PODS Spotlight 2018: Marine Colon de Franciosi

Hello everyone! I’m Marine, a third-year McGill student majoring in Economics and International Development, and a PODS fellow! This Fall, I'll be entering my last semester of university. During my time at McGill, I've had limited exposure to hands-on data analysis experiences - skills are essential in academia and highly valued on the job market. In the PODS program, I saw an amazing opportunity to learn data science using R, and to put these freshly-acquired skills into practice during a policy-related internship.

In my second year, I became particularly interested in development economics. My coursework at McGill and internship experiences enabled me to further explore the intersections between my majors and strengthened my interest in development economics and public policy evaluation. In my classes, I learned about impact evaluation methods and was able to appreciate how data analysis techniques are at the core of development and public policy research and how rigorous findings can be used for effective policymaking.

Last summer, I interned with ELIMU Impact Evaluation Centre, a research NGO run by McGill Economics Professor Matthieu Chemin, based in a small town in rural Central Kenya. This internship provided me with the invaluable opportunity to be directly engaged in development research, specifically in project impact evaluation using randomized experiments.

The PODS boot camp in June taught me a lot in a short span of time. The training gave me solid foundations to be able to extract meaning from and interpret data and apply the findings to real world policy issues.
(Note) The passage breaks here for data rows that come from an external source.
PR #7827, opened 2023-05-17
js: make yaml parsing work

tpetr:
(initial feedback welcome but not 100% ready to merge yet)

linter errors are because I didnt get around to installing pre-commit to my other computer


js/engine/dune
```diff
@@ -25,3 +25,12 @@
  (modes js)
  (preprocess
   (pps js_of_ocaml-ppx)))
+
+; we have to massage the libyaml memory offsets
+; because the architecture that ocaml-yaml and ocaml-ctypes
+; was built with isn't compatible with wasm32 :(
```
aryx: and there is no way to cross-compile it for 32bit?
I need a diagram explaining the compilation workflow here. I'm a bit list.

js/engine/fix-libyaml-offsets.py
```diff
@@ -0,0 +1,75 @@
+import sys
+import re
+
+RE_LINE = re.compile(r"( +)var f(\$\d+)? = \[0, ftype, (\d+), fname\];$")
+
+MAPPING = {
```
aryx: what the hell is that??

aryx (commented):
This seems wrong. There has to be a simpler way.

js/engine/dune
tpetr: Sure, it basically looks like this:
- `semgrep` uses `ocaml-yaml` for YAML parsing
- `ocaml-yaml` uses `ocaml-ctypes` to interface with the `libyaml` C library (which does the actual YAML parsing)
- `ocaml-ctypes` uses `ocamlc` at build time to extract the architecture-specific information (e.g. primitive size, pointer size, pointer alignment, etc...) needed to translate the libyaml data layout ([example](https://github.com/avsm/ocaml-yaml/blob/master/types/bindings/yaml_bindings_types.ml#L344-L352)) into the actual memory offsets.

Note: you might be wondering why we didn't hit this for `libpcre`? That's because `pcre-ocaml` uses [external functions](https://v2.ocaml.org/manual/intfc.html) directly ([example](https://github.com/mmottl/pcre-ocaml/blob/master/src/pcre.ml#L247)), so all memory arithmetic is handled in the stub code (which, in the jsoo case, I had to write myself)

Re: cross-compilation, I considered creating an additional opam switch for a 32-bit ocaml compiler (which would fix the pointer size issue, but I'm not sure if all of the primitive sizes would still add up (e.g. `long` is 8 bytes on my machine, but 4 in wasm)), but a) I wasn't wild about the additional complexity[1], b) it looks like the newest opam switch i can create is `ocaml-variants.4.10.2+32bit` (which is quite old), and c) this might force us to build everything inside a special docker container which makes local development more complicated. If you have any extra insight or advice I'm all ears 🙂 

Another option I'm considering is moving the fixup code into an initialization method inside the engine -- basically iterating through the values in `Yaml_types.M` and fixing up the offsets as needed.

[1]: I acknowledge that this PR looks complex in its own way -- it is a rough draft -- take a closer look once I've cleaned up and documented the python script and moved this out of Draft

tpetr: Newer approach in https://github.com/returntocorp/semgrep/pull/7827/commits/68ec65812a8547a25dabadb713b2d06851ac483d is a little easier to digest. tl;dr we exploit Javascript's inherent mutability to update the memory offsets at engine initialization time.

tpetr:
This branch got way out of date and I'm struggling to rebase properly, so I reopened here: https://github.com/returntocorp/semgrep/pull/7918

PR #7828, opened 2023-05-17
Use pre-generated Language.{mli,ml}

mjambon:
This gets rid of the jinja build step. See https://github.com/returntocorp/semgrep-langs/pull/32.

CI checks should pass as usual.

PR checklist:


aryx:
nice!
I still think we should move Language.ml to semgrep-interfaces (And get rid of this semgrep-langs module)
and use more ATD there, but this PR looks fine otherwise.

aryx (approved):
Love it

IagoAbal:
When it comes to the maturity type
```ocaml
type maturity =
| Alpha
| Beta
| Develop
| Ga
```
it could be better to have them declared in the right order, so that built-in compare works as expected. Also, officially we only have 3 maturity levels, is `Alpha` what we advertise as `Experimental` and `Develop` something we use internally that is below `Experimental` ?

mjambon:
@IagoAbal makes sense. I'll update semgrep-langs to sort maturity by increasing maturity.

mjambon:
```
    @pytest.mark.quick
    def test_no_duplicate_reverse_exts() -> None:
        """
        Ensures one-to-one assumption of mapping from reverse file extensions to language in lang.json
        """
        exts = set()
        for d in LANGUAGE.definition_by_id.values():
            for e in d.reverse_exts:
                if e in exts:
>                   raise Exception(f"Duplicate language key {e}")
E                   Exception: Duplicate language key .py
```
I don't know why we're getting this error only now. This is not a new test and the Python{2,3} extensions haven't changed.

Update: it's subtle stuff that wasn't explained because JSON doesn't support comments.

PR #7835, opened 2023-05-18
refactor: Delete Type_generic.ml

nmote:
Now that we have `Type.ml`, it makes more sense to use the `builtin_type` defined there than to have a separate utility. It also made sense to extract a utility for converting back to `AST_generic.type_` since we need that too.

I made some minor behavior tweaks here so this isn't a pure refactor, but the changes probably aren't noticeable.

Test plan: Automated tests

PR checklist:


nmote:
I think it might make sense to split out a lot of the helpers/converters to `Type_helpers.ml` or something along those lines, but for the moment I'd prefer to keep iterating and see what seems appropriate once this is a little bit more settled.

aryx (approved):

As part of the PODS program, I am currently completing an internship at Montreal Smart and Digital City, which recently became Montreal’s Urban Innovation Lab. The City of Montréal adopted an Open Data Policy in 2015 with open by default as a guiding principle, which presents compelling opportunities to perform policy-relevant analysis. The project I’m working on aims to help the city of Montréal have a better vision of social issues on its territory and make sure we respect privacy and the confidentiality of personal information when releasing new datasets. The analysis will be applied to housing sanitation, citizens requests (311, permits, fire departments), crime data, with cross-analysis with socio-demographic data from Statistics Canada. We may observe different trends or patterns in each of Montréal’s neighbourhoods - so I'm also learning techniques for working with geospatial data in R and recently started using QGIS, a Geographic Information System application.